What is expected —
Instruction for the entries that follow: retype exactly the lines from the line with "Add exceptions to precice errors" to the line with "### LINKED ISSUE #1189: Let", both included, and omit all others.

Segment Open

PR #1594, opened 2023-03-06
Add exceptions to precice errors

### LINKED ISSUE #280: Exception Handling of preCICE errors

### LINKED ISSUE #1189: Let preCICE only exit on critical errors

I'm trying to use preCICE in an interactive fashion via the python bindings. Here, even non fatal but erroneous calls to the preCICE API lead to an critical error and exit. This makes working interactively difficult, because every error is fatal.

Segment Closed

Solution —
Add exceptions to precice errors

### LINKED ISSUE #280: Exception Handling of preCICE errors

### LINKED ISSUE #1189: Let preCICE only exit on critical errors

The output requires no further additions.